— А ты сейчас, если скажешь хоть одно слово вдобавок, будешь сослан на конюшню, выпорот кнутом и продан за три динара первому желающему.
Эфиоп приобрёл нежный лавандовый оттенок и упал на колени, гулко стукнувшись лбом об пол. Перед нами стоял высокий стройный человек в классическом бурнусе туарегов, только, вопреки обыкновению, не в бело-синем, а в чёрном. Такого же цвета были и чалма, украшенная единственным камнем — ониксом размером с перепелиное яйцо. Он не закрывал лицо чадрой, смотрел на нас открыто и просто.

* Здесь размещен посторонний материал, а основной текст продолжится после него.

PR #168, opened 2026-05-04
feat(ts): convert boot wiring to strict TypeScript

experintellia:
PR 3 of issue #147.

## Summary

Converts the boot-wiring layer to strict TypeScript:

| File (before) | File (after) | LOC | Notes |
|---|---|---|---|
| `scripts/boot.js` | `scripts/boot.ts` | 177 | Pure ESM, no DOM. |
| `scripts/bootstrap.js` | `scripts/bootstrap.ts` | 71 | jQuery-driven loader UI hand-off. |
| `scripts/esm-entry.js` | `scripts/esm-entry.ts` | 33 | Bundle entry + playwright `window.require` shim. |
| `scripts/app.js` | `scripts/app.ts` | 193 | Application factory, vendor globals. |
| `scripts/setup.js` | `scripts/setup.ts` | 29 | Pulled in alongside app — small dependency. |
| `scripts/setup_local.js` | `scripts/setup_local.ts` | 3 | Trivial. |
| `scripts/i18n.js` | `scripts/i18n.ts` | 71 | Pulled in alongside app — gettext layer. |

Plus a one-line export from `scripts/state.ts` (promote `GameSeed` from internal to exported) so `boot.ts` can type its `defaultGame` parameter without redeclaring a near-identical shape.

## Type coverage highlights

- **`boot.ts`**: `BootOptions` / `ReplayProgress` / `PeersChangedSubscriber`. Listener callback receives `Webxdc<unknown>` updates and narrows via `applyDelta`'s existing runtime guard. Reuses `LocalState` and `GameSeed` from `state.ts`.
- **`bootstrap.ts`**: jQuery surface declared as local `JQueryLike` / `JQueryStatic` interfaces (vendor lib not on a typed import path); `loaderEl` typed as `HTMLProgressElement | null`; `showFatal` narrows `unknown` errors via `in`-checks instead of casting.
- **`esm-entry.ts`**: `TestRequire` type captures the legacy `require([...], cb)` shape used by Playwright specs. Single cast-through-unknown on the `window.require` write to avoid colliding with `@types/node`'s `Require` type.
[...]

PR #171, opened 2026-05-04
feat(ts): extract Set collection helper to scripts/game/OrderedSet.ts

experintellia:
PR 4 of issue #147 — first sub-class extraction from `scripts/Game.js`.

## Why a foundation PR before `Game.<SubClass>` typings

`Game.js` is 6088 LOC in one IIFE with 22 class constructors that share helpers (`extend`, `getById`, `getFirstId`, `getByGestalt`, `mergeData`, …) and a common `GameNode` base. The brief's "split sub-class by sub-class" plan needs an established import pattern before subclass extractions can proceed; this PR establishes that pattern with the smallest, most decoupled helper class — `Set` (a pre-ES2015 ordered collection).

TypeScript has no block-level `@ts-nocheck`, so "remove `// @ts-nocheck` from the converted sub-class scope" works only by moving the sub-class to its own file. PR 5 will do the same for `GameNode` (the foundational base class — needed before any subclass extraction). PR 6+ moves out individual subclasses (`Topscores`/`Topscore` first, per the brief's "smallest classes first" rule).

## What changed

**New file: `scripts/game/OrderedSet.ts` (62 LOC, fully strict-typed).**

`OrderedSet<T>` matches the legacy contract:
- `set: T[]` — public underlying array. Legacy `AniTicker.listeners.set` is reassigned via `_.shuffle(...)` at `scripts/Game.js:329,348`, so the underlying array is swappable from outside. Documented in the class docstring.
- `length: number` mirrors `set.length`, snapshotted at the last `add`/`prepend`/`remove`/`each` call. Matches the legacy "stale-friendly" behaviour where `length` doesn't auto-track external `set` mutations (the AniTicker shuffle pattern relies on this).
- `add` / `prepend` / `remove` / `each(func)` with the original signatures. `each(undefined)` is a no-op (legacy guard preserved).

**`scripts/Game.js`:**
- Add `import { OrderedSet } from './game/OrderedSet.js';` at the top.
- Inside the `var Game = function () { … }` factory: single alias `var Set = OrderedSet;` (with the existing `biome-ignore lint/suspicious/noShadowRestrictedNames` carried over to the alias).
- Remove the 38-line inline `var Set = function(set) { … }` + 4 prototype methods.
- All 6 `new Set()` call sites and the `.set` / `.length` reads keep working unchanged.

## Discipline

- **Zero behavioural change.** Same constructor identity, same prototype methods, same arity, same `length` semantics.
- **`Game.js` keeps `@ts-nocheck`.** The new module is strict-typed on its own; the rest of `Game.js` stays quarantined until later PRs.
- **No `as Foo` casts**, no `!` non-null assertions, no `any`.
- No new `setState` / `webxdc.sendUpdate` sites — pure helper extraction.
- No DOM, no clock, no engine touches.

## Test plan

- [x] `pnpm exec biome check .` — clean (only the gitignored `test-results/.last-run.json` local artifact flags, never present in CI).
- [x] `pnpm test:e2e` — 16 specs pass, 1 skipped, 0 failures (`Set` is on the hot path for `GameRoot`'s `children`, `Database.queue`, `Topscores.queue`, `APTicker.listeners`, `AniTicker.listeners`; the e2e suite exercises all of those).
- [ ] CI green on PR.

## Roadmap visibility

- PR 5 (next): extract `GameNode` base class and the shared helpers it captures (`extend`, `_ids`, `getById`, `add`, `get`, `remove`, `clear`) into `scripts/game/GameNode.ts`. This is the foundational refactor — every subclass extends `GameNode`, so it has to be importable before any subclass can move.
- PR 6+: `Topscores` + `Topscore` (~135 LOC, smallest extends-`GameNode` pair, per the brief's preferred ordering), then `Missions` + `Mission`, then `Imperium`, then `Database`, then individual `Perp` classes.

Refs #147.

---

### DIFF
--- a/scripts/Game.js
+++ b/scripts/Game.js
@@ -5,6 +5,7 @@ import { getRender } from './Render.js';
 // alongside scripts that run before vendor `<script>` tags execute.
 import appModule from './app.js';
 import * as bootMod from './boot.js';
+import { OrderedSet } from './game/OrderedSet.js';
 import i18n from './i18n.js';
 import setup from './setup.js';
 import { getTypeSettings } from './type_settings.js';
@@ -20,6 +21,12 @@ var Game = function () {
   var extend = utilDefault.extend;
   var Render = getRender();
   var typeSettings = getTypeSettings();
+
+  // Legacy in-IIFE alias for the extracted ordered-collection class.
+  // See scripts/game/OrderedSet.ts for the full contract; the rest of
+  // this file calls `new Set()` to retain the historical name.
+  // biome-ignore lint/suspicious/noShadowRestrictedNames: legacy collection class predates ES6 Set
+  var Set = OrderedSet;
 
   //////////////////////////////////////////
   //
@@ -73,49 +80,6 @@ var Game = function () {
     app.game = new GameRoot();
     app.game.loadGame(data);
     return app.game;
-  };
-
-  ////////////////////////////////
-  // The Set
-  ////////////////////////////////
-
-  // biome-ignore lint/suspicious/noShadowRestrictedNames: legacy collection class predates ES6 Set
-  var Set = function (set) {
-    if (!set) {
-      set = [];
-    }
-    this.set = set;
-    this.length = this.set.length;
-    return this;
-  };
-
-  Set.prototype.add = function (node) {
-    this.set.push(node);
-    this.length = this.set.length;
-  };
-
-  Set.prototype.prepend = function (node) {
-    this.set.unshift(node);
-    this.length = this.set.length;
-  };
-
-  Set.prototype.remove = function (node) {
-    var index = this.set.indexOf(node);
-    if (index !== -1) {
-      this.set.splice(index, 1);
-    }
-    this.length = this.set.length;
-  };
-
-  Set.prototype.each = function (func) {
-    if (!func) {
-      return;
-    }
-    for (var n = 0; n < this.set.length; n++) {
-      var node = this.set[n];
-      func(node);
-    }
-    this.length = this.set.length;
   };
 
   //////////////////////////////////////////
--- a/scripts/game/OrderedSet.ts
+++ b/scripts/game/OrderedSet.ts
@@ -5,8 +5,8 @@
 // `length` field, single `each` walker).
 //
 // Extracted from scripts/Game.js's IIFE in the issue #147 / Phase 7
-// migration.  Game.ts re-exports this as `Set` to keep the in-IIFE call
-// sites unchanged while the rest of Game.ts is still under `@ts-nocheck`.
+// migration.  Game.js re-exports this as `Set` to keep the in-IIFE call
+// sites unchanged while the rest of Game.js is still under `@ts-nocheck`.
 //
 // Behaviour preserved from the legacy class:
 //   - `set` and `length` are public.  AniTicker.listeners.set is reassigned
@@ -55,8 +55,7 @@ export class OrderedSet<T> {
 
   each(func: (node: T) => void): void {
     if (!func) return;
-    for (let n = 0; n < this.set.length; n++) {
-      const node = this.set[n] as T;
+    for (const node of this.set) {
       func(node);
     }
     this.length = this.set.length;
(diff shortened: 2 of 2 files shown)


experintellia (commented):

PR 4 of #147 — first sub-class extraction from `Game.js`. Establishes the pattern for the rest of the Game.<Class> migrations. Scoped to one helper class, behaviorally equivalent, fully typed.

### Behavioral equivalence — verified

Legacy `Set` (Game.js:75-127) → `OrderedSet<T>` (`scripts/game/OrderedSet.ts`):

| Aspect | Legacy | New | Match? |
|---|---|---|---|
| Constructor with no arg | `set = []` | `initial ?? []` | ✓ Type signature forbids non-array, so `??` is sufficient. |
| `set` field | Public mutable array | `set: T[]` public | ✓ |
| `length` field | Snapshot at last add/prepend/remove/each | Same | ✓ Critical for the AniTicker `_.shuffle(this.set)` pattern at Game.js:329,348. Documented in docstring. |
| `add` / `prepend` / `remove` | push / unshift / indexOf+splice + length update | Same | ✓ |
| `each(undefined)` | Early return | `if (!func) return` | ✓ Legacy guard preserved. |
| `each` loop | Indexed `for` with `set[n]` | Same with `as T` cast for `noUncheckedIndexedAccess` | Behaviorally same (passes undefined slots to callback). |
| Constructor return | Explicit `return this` | Implicit | ✓ JS constructors return `this` either way. |

The IIFE alias `var Set = OrderedSet` at Game.js:28 means every legacy `new Set(…)` and `set.length` / `set.set` read continues to work without touching the call sites.

### Discipline

- **Cast count: 1** (`this.set[n] as T` in `each`). The alternative under `noUncheckedIndexedAccess` is either `!` (disallowed) or a `if (node !== undefined)` guard that would skip sparse-array slots — which **would change behavior** vs the legacy indexed loop. The cast preserves legacy semantics. Non-blocking suggestion: `for (const node of this.set) func(node);` would type `node` as `T` directly without the cast and would be equivalent for non-sparse arrays. Either way is fine.
- **No `!` non-null assertions, no `: any`, no escape hatches.** ✓
- **No new emit sites, no new `setState` writers, no DOM, no clock, no engine touches.** Pure helper extraction. ✓
- **Game.js stays `@ts-nocheck`** — the new module is strict-typed on its own; quarantine on the rest of Game.js is unchanged. ✓
- **biome-ignore on the `Set` alias** preserved with the legacy reason. ✓

### Architecture invariants

- No `setTimeout` for game cycles. ✓
- State source-of-truth = `webxdc.sendUpdate` history. ✓
- No new `webxdc.sendUpdate({info})` emit sites — diff doesn't touch any emit code. ✓
- `addr === state.addr` guard in `state.ts` not touched. ✓
- No DOM globals in handler bodies — pure data-structure module. ✓
- Pure engine layer untouched. ✓
- `logAction` / `resetGame` policy preserved. ✓

### Roadmap visibility

The PR description's planned ordering matches the brief's "smallest classes first" rule:
- **PR 5**: `GameNode` base class + shared helpers (`extend`, `getById`, `add`, `get`, `remove`, `clear`). Foundational — every subclass extends it, must land before any subclass extraction.
- **PR 6+**: `Topscores` + `Topscore` (smallest extends-`GameNode` pair, ~135 LOC), then `Missions` + `Mission`, then `Imperium`, then `Database`, then individual `Perp` classes.

That's the right shape. Each subclass extraction will be a small, focused PR — reviewable.

### Notes (non-blocking)

- Doc typo in `OrderedSet.ts:9`: "Game.ts re-exports this as `Set`" — Game is still `Game.js`, not `Game.ts` yet. Update to "Game.js re-exports" or "Game.ts (when migrated) re-exports."
- The `as T` cast in `each` at line 56 — could be `for (const node of this.set)` to drop it. Marginal; non-blocking.
- The PR claims `pnpm test:e2e` 16 specs pass — `Set` is on the hot path for `GameRoot.children`, `Database.queue`, `Topscores.queue`, `APTicker.listeners`, `AniTicker.listeners`, so the e2e coverage is meaningful here. Trusting.
- CI status: pending. Want green before merge.

### Coordination

PR #168 (boot wiring) merged. No collisions with this PR. Clean ground for the Game.<Class> extraction series.

---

— Эмир Осейла, — сказал он, протягивая руку ладонью вперёд. Не для пожатия, а просто чтобы показать — в ней нет оружия. Рука была загорелая, в шрамах, в мозолях от поводьев и меча.
— «Осейла» означает «тот, кто грядёт, следующий», — сказал эмир, игнорируя валяющегося эфиопа. — Отец решил не тратить фантазию на имя для шестого сына. Мансур-Торжествующий, Халид-Бессмертный, Искандер-Защитник, Мухаммед-Достойный Похвалы, Заафир-Пебедоносный и, наконец, я. Осейла-Следующий. Из всех моих братьев выжил только я.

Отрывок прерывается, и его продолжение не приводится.